* **WHAT THE TASK REQUIRES**
Go through the lines below and copy any that hold the string "probably".

* **Stored data entries**
·····

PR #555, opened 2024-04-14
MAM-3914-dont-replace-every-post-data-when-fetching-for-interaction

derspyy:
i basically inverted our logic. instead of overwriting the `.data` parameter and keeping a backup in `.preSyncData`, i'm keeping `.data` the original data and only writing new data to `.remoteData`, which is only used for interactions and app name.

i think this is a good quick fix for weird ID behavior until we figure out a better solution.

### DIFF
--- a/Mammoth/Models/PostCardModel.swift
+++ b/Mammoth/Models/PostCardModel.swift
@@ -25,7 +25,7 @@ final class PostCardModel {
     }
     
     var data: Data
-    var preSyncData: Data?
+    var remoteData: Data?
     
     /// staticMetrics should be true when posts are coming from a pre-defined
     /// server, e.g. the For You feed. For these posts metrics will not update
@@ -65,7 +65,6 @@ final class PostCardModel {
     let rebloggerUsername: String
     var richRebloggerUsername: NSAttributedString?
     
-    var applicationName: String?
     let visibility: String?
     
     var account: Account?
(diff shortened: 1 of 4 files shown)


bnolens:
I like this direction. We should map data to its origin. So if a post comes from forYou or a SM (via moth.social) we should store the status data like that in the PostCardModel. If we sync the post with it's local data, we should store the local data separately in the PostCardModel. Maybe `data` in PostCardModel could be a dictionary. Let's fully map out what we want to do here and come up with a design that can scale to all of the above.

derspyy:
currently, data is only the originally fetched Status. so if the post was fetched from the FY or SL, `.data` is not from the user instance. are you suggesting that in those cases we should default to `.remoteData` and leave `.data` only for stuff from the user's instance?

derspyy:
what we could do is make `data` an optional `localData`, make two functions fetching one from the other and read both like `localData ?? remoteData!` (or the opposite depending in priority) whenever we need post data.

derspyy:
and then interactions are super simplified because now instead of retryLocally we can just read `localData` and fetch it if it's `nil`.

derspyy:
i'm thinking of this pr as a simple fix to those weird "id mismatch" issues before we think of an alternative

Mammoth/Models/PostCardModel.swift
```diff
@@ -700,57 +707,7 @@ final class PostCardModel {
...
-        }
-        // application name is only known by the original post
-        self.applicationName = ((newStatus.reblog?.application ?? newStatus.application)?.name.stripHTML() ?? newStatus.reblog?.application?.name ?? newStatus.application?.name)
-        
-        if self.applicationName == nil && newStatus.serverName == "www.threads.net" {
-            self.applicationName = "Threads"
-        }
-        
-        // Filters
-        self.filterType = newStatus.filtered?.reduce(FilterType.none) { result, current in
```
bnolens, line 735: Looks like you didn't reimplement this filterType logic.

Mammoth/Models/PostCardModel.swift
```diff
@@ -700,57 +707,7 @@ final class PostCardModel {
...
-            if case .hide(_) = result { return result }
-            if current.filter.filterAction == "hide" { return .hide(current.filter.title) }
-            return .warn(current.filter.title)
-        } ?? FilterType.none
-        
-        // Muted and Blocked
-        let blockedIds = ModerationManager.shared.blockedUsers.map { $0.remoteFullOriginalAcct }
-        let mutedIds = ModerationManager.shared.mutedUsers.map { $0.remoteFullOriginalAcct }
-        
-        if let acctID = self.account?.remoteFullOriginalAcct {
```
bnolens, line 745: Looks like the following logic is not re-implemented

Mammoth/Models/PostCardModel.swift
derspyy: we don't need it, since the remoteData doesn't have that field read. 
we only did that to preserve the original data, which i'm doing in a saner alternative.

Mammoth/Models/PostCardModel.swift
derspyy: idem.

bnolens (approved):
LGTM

·····

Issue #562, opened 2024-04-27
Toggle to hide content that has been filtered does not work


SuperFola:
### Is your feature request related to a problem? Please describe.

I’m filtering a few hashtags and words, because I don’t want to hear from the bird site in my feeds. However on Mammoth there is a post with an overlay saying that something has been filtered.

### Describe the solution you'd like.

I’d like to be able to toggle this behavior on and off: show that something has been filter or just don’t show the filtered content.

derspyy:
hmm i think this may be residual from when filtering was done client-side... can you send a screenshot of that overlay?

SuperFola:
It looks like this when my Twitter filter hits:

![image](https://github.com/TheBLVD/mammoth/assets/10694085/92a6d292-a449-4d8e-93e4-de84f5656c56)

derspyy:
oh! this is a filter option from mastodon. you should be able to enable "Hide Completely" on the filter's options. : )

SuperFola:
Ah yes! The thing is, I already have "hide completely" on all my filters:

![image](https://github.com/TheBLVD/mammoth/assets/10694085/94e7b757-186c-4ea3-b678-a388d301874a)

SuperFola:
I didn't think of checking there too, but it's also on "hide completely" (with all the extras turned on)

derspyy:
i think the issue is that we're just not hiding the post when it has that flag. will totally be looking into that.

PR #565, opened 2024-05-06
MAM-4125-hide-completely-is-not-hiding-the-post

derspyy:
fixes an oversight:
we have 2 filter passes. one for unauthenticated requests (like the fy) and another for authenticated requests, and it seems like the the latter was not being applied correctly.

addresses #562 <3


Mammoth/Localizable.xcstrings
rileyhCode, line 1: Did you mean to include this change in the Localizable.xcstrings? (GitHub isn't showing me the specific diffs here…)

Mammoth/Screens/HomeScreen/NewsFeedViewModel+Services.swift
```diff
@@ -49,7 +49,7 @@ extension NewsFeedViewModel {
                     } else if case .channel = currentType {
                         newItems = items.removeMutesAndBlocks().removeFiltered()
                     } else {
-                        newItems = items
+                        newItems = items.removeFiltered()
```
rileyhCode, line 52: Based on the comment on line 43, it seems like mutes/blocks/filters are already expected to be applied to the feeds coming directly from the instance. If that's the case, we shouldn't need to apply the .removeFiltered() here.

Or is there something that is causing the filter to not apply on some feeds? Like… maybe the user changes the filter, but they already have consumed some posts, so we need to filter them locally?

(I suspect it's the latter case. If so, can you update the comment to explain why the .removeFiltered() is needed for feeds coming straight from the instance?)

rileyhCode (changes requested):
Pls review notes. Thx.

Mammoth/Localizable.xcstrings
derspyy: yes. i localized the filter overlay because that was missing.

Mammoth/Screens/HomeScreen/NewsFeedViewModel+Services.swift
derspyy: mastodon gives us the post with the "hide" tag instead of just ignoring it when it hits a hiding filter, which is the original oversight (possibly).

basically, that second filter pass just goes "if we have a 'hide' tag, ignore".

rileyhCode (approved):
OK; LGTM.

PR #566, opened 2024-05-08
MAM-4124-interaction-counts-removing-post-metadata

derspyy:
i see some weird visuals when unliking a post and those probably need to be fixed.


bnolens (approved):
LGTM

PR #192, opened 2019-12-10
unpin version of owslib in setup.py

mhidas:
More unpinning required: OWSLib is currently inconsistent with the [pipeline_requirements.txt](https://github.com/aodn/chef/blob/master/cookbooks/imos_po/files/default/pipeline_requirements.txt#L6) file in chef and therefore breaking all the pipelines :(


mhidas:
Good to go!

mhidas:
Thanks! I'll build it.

·····

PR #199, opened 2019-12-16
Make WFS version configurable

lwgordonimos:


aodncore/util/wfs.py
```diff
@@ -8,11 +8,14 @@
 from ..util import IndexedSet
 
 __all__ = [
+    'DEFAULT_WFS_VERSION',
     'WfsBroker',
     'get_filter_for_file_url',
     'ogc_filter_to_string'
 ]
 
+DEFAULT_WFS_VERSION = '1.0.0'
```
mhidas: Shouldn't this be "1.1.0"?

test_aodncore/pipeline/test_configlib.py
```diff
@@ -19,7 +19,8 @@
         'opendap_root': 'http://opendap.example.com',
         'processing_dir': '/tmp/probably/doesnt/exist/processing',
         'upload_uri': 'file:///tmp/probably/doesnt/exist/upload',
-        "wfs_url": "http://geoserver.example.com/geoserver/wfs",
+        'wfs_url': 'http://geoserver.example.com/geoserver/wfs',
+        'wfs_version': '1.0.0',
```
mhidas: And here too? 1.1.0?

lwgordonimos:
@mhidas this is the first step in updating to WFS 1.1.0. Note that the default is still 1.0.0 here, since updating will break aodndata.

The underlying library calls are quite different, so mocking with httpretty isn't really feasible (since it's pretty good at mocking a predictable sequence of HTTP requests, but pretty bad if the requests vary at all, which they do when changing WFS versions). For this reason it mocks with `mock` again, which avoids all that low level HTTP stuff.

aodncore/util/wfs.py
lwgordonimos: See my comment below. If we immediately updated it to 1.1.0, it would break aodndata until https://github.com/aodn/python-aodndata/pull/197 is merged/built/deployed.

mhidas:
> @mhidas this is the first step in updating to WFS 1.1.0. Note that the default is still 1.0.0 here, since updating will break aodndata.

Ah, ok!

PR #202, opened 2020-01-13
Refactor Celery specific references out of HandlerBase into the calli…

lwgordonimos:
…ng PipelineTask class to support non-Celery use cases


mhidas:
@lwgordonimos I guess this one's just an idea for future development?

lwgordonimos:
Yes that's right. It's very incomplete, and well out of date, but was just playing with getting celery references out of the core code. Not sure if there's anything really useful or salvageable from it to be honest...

·····

* **WRITTEN ANSWER**
i see some weird visuals when unliking a post and those probably need to be fixed.
         'processing_dir': '/tmp/probably/doesnt/exist/processing',
         'upload_uri': 'file:///tmp/probably/doesnt/exist/upload',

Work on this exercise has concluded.